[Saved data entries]
Issue #830, opened 2026-04-21
tech-debt: middleware should match text/html with charset variants (PR #826)


johnrtipton:
PR #826 Stage 11 suggestion: middleware uses Content-Type startswith('text/html'), missing text/xhtml+xml and similar. Widen the check or document the constraint.

johnrtipton:
Shipped via #860 (merged). GitHub's `Closes` syntax only auto-closes the first listed issue — closing manually.

Issue #829, opened 2026-04-21
tech-debt: registerServiceWorker duplicate-call guard (PR #826)


johnrtipton:
PR #826 Stage 11 suggestion: calling djust.registerServiceWorker() twice registers duplicate drain listeners on the WS, causing buffered replays to double. Add an idempotency guard (return the existing registration promise, or refuse with a warning).

johnrtipton:
Shipped via #860 (merged). GitHub's `Closes` syntax only auto-closes the first listed issue — closing manually.

Issue #828, opened 2026-04-21
tech-debt: DjustMainOnlyMiddleware should early-return on 4xx/5xx responses (PR #826)


johnrtipton:
PR #826 Stage 11 suggestion: the middleware currently trims 4xx/5xx HTML error responses to <main> content, which is probably not what users want — error pages are typically full-page layouts. Add early return when response.status_code >= 400.

johnrtipton:
Shipped via #860 (merged). GitHub's `Closes` syntax only auto-closes the first listed issue — closing manually.

PR #826, opened 2026-04-21
feat(sw): service worker — instant page shell + reconnection bridge (v0.5.0 P3)

johnrtipton:
## Summary

**Closes the v0.5.0 milestone.** Two opt-in service-worker features.

### 1. Instant page shell

On first navigation, SW captures the HTML and splits into **shell** (chrome — head/nav/footer) and **main** (the `<main>` content). Shell is cached. On subsequent navigations, SW returns the shell immediately; client JS fetches the URL with `X-Djust-Main-Only: 1` header and swaps `<main>` innerHTML when the server response lands. Perceived-latency SPA feel without the SPA complexity.

```js
djust.registerServiceWorker({ instantShell: true });
```

Server honors `X-Djust-Main-Only: 1` via new `DjustMainOnlyMiddleware` (first middleware module in djust core). Regex-based `<main>` extraction — v0.5.0 limitation: nested `<main>`, CDATA, or comments containing `</main>` fall back to passthrough (documented).

### 2. WebSocket reconnection bridge

SW buffers outgoing `ws.send()` during disconnect (in-memory, 50-msg FIFO cap, per-connectionId isolation). On reconnect, client drains and replays in order.

```js
djust.registerServiceWorker({ reconnectionBridge: true });
```

**Server replay caveat:** server must accept replayed events. Sequence-number dedup deferred to v0.6+ with explicit ADR.

## Test plan

- [x] Python: **1264 passed** (+7 new in `test_main_only_middleware.py`), 9 skipped, 0 failed
- [x] JS: **1174 passed** across 92 files (+10 new in `service_worker.test.js`)
- [x] `cargo fmt` / `ruff` / `bandit` / `detect-secrets` / `eslint` all clean
- [x] All `console.*` in new JS guarded by `if (globalThis.djustDebug)`
- [x] No `new Function` / `eval` / auto-reject Python triggers

## Files (7: 5 new, 2 modified)

**New:**
- `python/djust/static/djust/service-worker.js` (170 LOC, standalone — NOT bundled)
- `python/djust/static/djust/src/33-sw-registration.js` (200 LOC, registration + shell-swap + bridge glue)
- `python/djust/middleware.py` (95 LOC, `DjustMainOnlyMiddleware`)
- `docs/website/guides/service-worker.md` (200 LOC, setup + caveats + limitations)
- 2 test files (17 new tests)

[...]

PR #860, opened 2026-04-22
fix(sw, middleware): address PR #826 follow-ups (#827/#828/#829/#830)

### LINKED ISSUE #827: tech-debt: document that <script> in swapped <main> won't execute (PR #826)
PR #826 Stage 11 reviewer: 33-sw-registration.js:61 uses innerHTML = html for the main-only response swap. Standard innerHTML behavior is that <script> tags inserted this way do NOT execute. If a page's <main> contains server-emitted <script> (e.g. colocated hooks from #814), they won't fire after a shell navigation. Document the limitation or auto-execute scripts like HTMX does.

johnrtipton:
Four related tech-debt follow-ups from Stage 11 review of PR #826. Closes #827, #828, #829, #830.

## #828 — Middleware 4xx/5xx early-return
`DjustMainOnlyMiddleware` now passes error responses through untouched. Error pages render full-page layouts (status message, 'go back' link); trimming to `<main>` strips that context. Regression tests for 4xx and 5xx.

## #830 — Widen HTML content-type detection
Matches `text/html` AND `application/xhtml+xml`. Charset / boundary suffixes stripped before comparison. `application/rss+xml` still treated as non-HTML (defensive test).

## #829 — Idempotent registerServiceWorker
Second call returns the cached registration promise without re-running `initInstantShell` / `initReconnectionBridge`. Drain listeners and the WS `sendMessage` patch now applied at most once — previous behavior caused buffered replays to double on repeat init. Regression test stubs `navigator.serviceWorker.register` and asserts it's called exactly once across two invocations.

## #827 — Document `<script>` limitation
Documented at the top of `33-sw-registration.js` that the innerHTML swap does not execute `<script>` tags (standard browser behavior). djust-wired attributes (`dj-click`, `dj-hook`, etc.) keep working via djust's MutationObserver re-binding. Inline `<script>` emitted inside `<main>` is inert post-swap — emit outside `<main>` or restructure as a hook.

## Tests
- 9 → 12 Python cases in `tests/unit/test_main_only_middleware.py`
- 10 → 11 JS cases in `tests/js/service_worker.test.js`

## Test plan
- [x] `pytest tests/unit/test_main_only_middleware.py` — 12 green
- [x] `vitest run tests/js/service_worker.test.js` — 11 green
- [x] `make build-js` produced updated client.js

### DIFF
--- a/CHANGELOG.md
+++ b/CHANGELOG.md
@@ -7,6 +7,16 @@ and this project adheres to [Semantic Versioning](https://semver.org/spec/v2.0.0
 
 ## [Unreleased]
 
+### Changed
+
+- **Service worker + main-only middleware follow-ups to PR #826 (closes #827/#828/#829/#830)** —
+  - **#828** — `DjustMainOnlyMiddleware` now early-returns on responses with `status_code >= 400`. Error pages render full-page layouts (status message, "go back" link, etc.); trimming them to `<main>` would strip that context from shell-navigation clients. Regression tests cover 4xx and 5xx.
+  - **#830** — HTML response detection widened to include `application/xhtml+xml` in addition to `text/html`. Charset and boundary suffixes (`text/html; charset=utf-8; boundary=xyz`) are stripped before matching. Defensive test confirms `application/rss+xml` is still treated as non-HTML.
+  - **#829** — `djust.registerServiceWorker()` is now idempotent. A second call returns the cached registration promise without re-running `initInstantShell` / `initReconnectionBridge`, so drain listeners and the WS `sendMessage` patch are applied at most once. Previous behavior caused buffered replays to double on repeat init.
+  - **#827** — Documented the inherent `<script>` limitation of the instant-shell `innerHTML` swap at the top of `33-sw-registration.js`. djust-wired attributes (`dj-click`, `dj-hook`, etc.) continue to work because djust re-binds on DOM changes via MutationObserver. Inline `<script>` emitted inside `<main>` is inert post-swap — restructure as a hook or emit outside the swapped region.
+
+  Tests: 9 → 12 Python cases in `tests/unit/test_main_only_middleware.py`, +1 JS case in `tests/js/service_worker.test.js` (11 total). (`python/djust/middleware.py`, `python/djust/static/djust/src/33-sw-registration.js`)
+
 ## [0.5.1rc4] - 2026-04-22
 
 ### Added
--- a/python/djust/middleware.py
+++ b/python/djust/middleware.py
@@ -27,10 +27,27 @@ logger = logging.getLogger(__name__)
 _MAIN_RE = re.compile(r"<main\b[^>]*>([\s\S]*?)</main>", re.IGNORECASE)
 
 
+# Content-Type tokens that carry HTML shell content. Matched after the
+# MIME type is extracted (charset, boundary, etc. stripped). Kept small and
+# explicit — widening this is a deliberate act.
+_HTML_CONTENT_TYPES = frozenset(
+    {
+        "text/html",
+        "application/xhtml+xml",
+    }
+)
+
+
 def _is_html_response(response) -> bool:
-    """Return True when the response's Content-Type starts with text/html."""
+    """Return True when the response Content-Type is HTML or XHTML.
+
+    Charset and boundary suffixes are stripped before matching so
+    ``text/html; charset=utf-8`` and ``application/xhtml+xml`` both qualify.
+    JSON / binary / streaming responses are passed through untouched.
+    """
     content_type = response.get("Content-Type", "") or ""
-    return content_type.lower().split(";", 1)[0].strip() == "text/html"
+    mime = content_type.lower().split(";", 1)[0].strip()
+    return mime in _HTML_CONTENT_TYPES
 
 
 def _extract_main_inner(html: str) -> str:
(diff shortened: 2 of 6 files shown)


johnrtipton (commented):
## Stage 11 review — PR #860

Good, focused follow-up PR — four discrete fixes, each with a regression test and a CHANGELOG entry that matches the diff. Idempotency approach is clean: failure path correctly resets `_registerPromise = null` at `33-sw-registration.js:223` so retries still work, and the `unavailable` path returns `Promise.resolve(null)` uncached at `33-sw-registration.js:215` so polyfills still get a chance. The `_HTML_CONTENT_TYPES` frozenset in `middleware.py:34` is the right shape — explicit, small, grep-able. Status-code gate ordering (`middleware.py:97`) before HTML detection is fine because the whole middleware is opt-in via `HTTP_X_DJUST_MAIN_ONLY`; 4xx JSON was already passing through on the JSON branch anyway.

### Concerns

**1. Doc block claim is factually wrong (important).** `33-sw-registration.js:20` says djust-wired attributes "continue to work because djust re-registers listeners on the new DOM via MutationObserver." Grepping `09-event-binding.js:840-862` shows the actual mechanism for `dj-click`/`dj-submit`/`dj-change`/`dj-input` is **document-level event delegation** (`e.target.closest('[dj-click]')`), not MutationObserver. This matters because:

- The one MutationObserver in `src/` is in `35-dj-dialog.js` (scoped to `<dialog>` focus management) — not a general re-binding mechanism.
- `dj-hook` elements are *not* re-mounted by event delegation — `mountHooks()` / `reinitAfterDOMUpdate()` is what scans `[dj-hook]` (see `09-event-binding.js:1267-1278`). Nothing in the codebase listens for the `djust:shell-swapped` CustomEvent dispatched at `33-sw-registration.js:81`. So a `dj-hook` inside the swapped `<main>` will be dead after an instant-shell swap.

The doc block explicitly promises `dj-hook` works. That promise is not upheld by the code. Either: (a) correct the doc to say "dj-click/dj-submit via event delegation; dj-hook requires listening for `djust:shell-swapped`", or (b) wire the instant-shell swap to call `reinitAfterDOMUpdate(placeholder)` in the `.then()` at `33-sw-registration.js:78`. Option (b) is the better fix and tiny.

**2. Option-mismatch across repeat calls (question, not blocker).** If call 1 is `{reconnectionBridge: false}` and call 2 is `{reconnectionBridge: true}`, the cached promise short-circuits at `33-sw-registration.js:207` before `_bridgeInitialized` is evaluated, so the bridge never initializes. Same for a WS instance recreated post-reconnect: since `initReconnectionBridge` runs once and patches `ws._djustBridgePatched`, a new `globalThis.djust.ws` after reconnect won't get patched. Probably intentional for #829, but worth a comment near `_shellInitialized` explaining "options are evaluated only on first call." Also worth a test case.

**3. Test coverage gaps (minor).** `tests/js/service_worker.test.js:250` doesn't cover the failure-retry path (first call rejects, second call retries) — that's the subtle bit of the idempotency logic. Python tests don't cover 3xx redirects; the `>= 400` gate means 302 HTML bodies still get trimmed, which I believe is intentional but isn't asserted anywhere.

### Edge cases verified

- Django does preserve the `boundary=xyz` suffix on `Content-Type` unchanged (confirmed via `HttpResponse.get('Content-Type')`), so `test_html_content_type_with_charset_and_boundary_suffix` is a real test, not a tautology.
- `_is_html_response` handles `"Text/HTML; charset=UTF-8"`, `"text/html;charset=utf-8"` (no space), trailing space — all fine via `.lower().split(';',1)[0].strip()`.
- Empty content-type → `""` not in frozenset → `False`. Good.

### Verdict

**REQUEST_CHANGES** — the MutationObserver doc claim needs to be corrected (it's load-bearing documentation for a `<script>` workaround and sends users down the wrong mental model). Everything else is acceptable as-is or can be follow-up.

Relevant files:
- `/Users/tip/Dropbox/online_projects/ai/djust_project/djust/python/djust/static/djust/src/33-sw-registration.js`
- `/Users/tip/Dropbox/online_projects/ai/djust_project/djust/python/djust/static/djust/src/09-event-binding.js`
- `/Users/tip/Dropbox/online_projects/ai/djust_project/djust/python/djust/middleware.py`

johnrtipton:
### Stage 13 — Re-Review

Addressed all three Stage 11 findings in `0b86d935`.

**Blocker — dj-hook not re-bound.** Real behavioral fix, not just docs. The swap's `.then()` now calls `djust.reinitAfterDOMUpdate(placeholder)` after the innerHTML swap, inside a try/catch with debug logging. That's the function that binds `[dj-hook]` elements, extracts colocated `<script type='djust/hook'>` defs, and primes dj-virtual / dj-viewport observers in the swapped region.

**Doc accuracy rewrite.** The top-of-module comment is now correct:
- `dj-click`/`dj-submit`/`dj-change`/`dj-input` work via **document-level event delegation** (single listener on `document`, `e.target.closest()` dispatch) — no re-binding needed.
- `dj-hook` requires re-binding; handled by the fix above.
- Inline `<script>` remains inert (standard browser behavior); three workarounds documented — emit outside `<main>`, use a hook, or listen for `djust:shell-swapped`.
- **registerServiceWorker options on a second call are ignored** — the cached promise short-circuits before option evaluation. Documented explicitly.

**Non-blocking tests added:**
- `test_3xx_redirect_is_still_trimmed` — the status gate is specifically for 4xx/5xx, not all non-200s. 302 HTML body still gets trimmed per opt-in.
- `'retries after a failed first call'` (JS) — the `_registerPromise = null` on failure lets a second call actually retry.

Tests: 12 → 13 Python, 11 → 12 JS. All green.

Verdict: **APPROVE_AFTER_FIXES**.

WHAT YOU SHOULD DO.
Quote the records above exactly, from the first line through the line containing "### 1. Instant page shell", and nothing more.

OUTPUT.
Issue #830, opened 2026-04-21
tech-debt: middleware should match text/html with charset variants (PR #826)


johnrtipton:
PR #826 Stage 11 suggestion: middleware uses Content-Type startswith('text/html'), missing text/xhtml+xml and similar. Widen the check or document the constraint.

johnrtipton:
Shipped via #860 (merged). GitHub's `Closes` syntax only auto-closes the first listed issue — closing manually.

Issue #829, opened 2026-04-21
tech-debt: registerServiceWorker duplicate-call guard (PR #826)


johnrtipton:
PR #826 Stage 11 suggestion: calling djust.registerServiceWorker() twice registers duplicate drain listeners on the WS, causing buffered replays to double. Add an idempotency guard (return the existing registration promise, or refuse with a warning).

johnrtipton:
Shipped via #860 (merged). GitHub's `Closes` syntax only auto-closes the first listed issue — closing manually.

Issue #828, opened 2026-04-21
tech-debt: DjustMainOnlyMiddleware should early-return on 4xx/5xx responses (PR #826)


johnrtipton:
PR #826 Stage 11 suggestion: the middleware currently trims 4xx/5xx HTML error responses to <main> content, which is probably not what users want — error pages are typically full-page layouts. Add early return when response.status_code >= 400.

johnrtipton:
Shipped via #860 (merged). GitHub's `Closes` syntax only auto-closes the first listed issue — closing manually.

PR #826, opened 2026-04-21
feat(sw): service worker — instant page shell + reconnection bridge (v0.5.0 P3)

johnrtipton:
## Summary

**Closes the v0.5.0 milestone.** Two opt-in service-worker features.

### 1. Instant page shell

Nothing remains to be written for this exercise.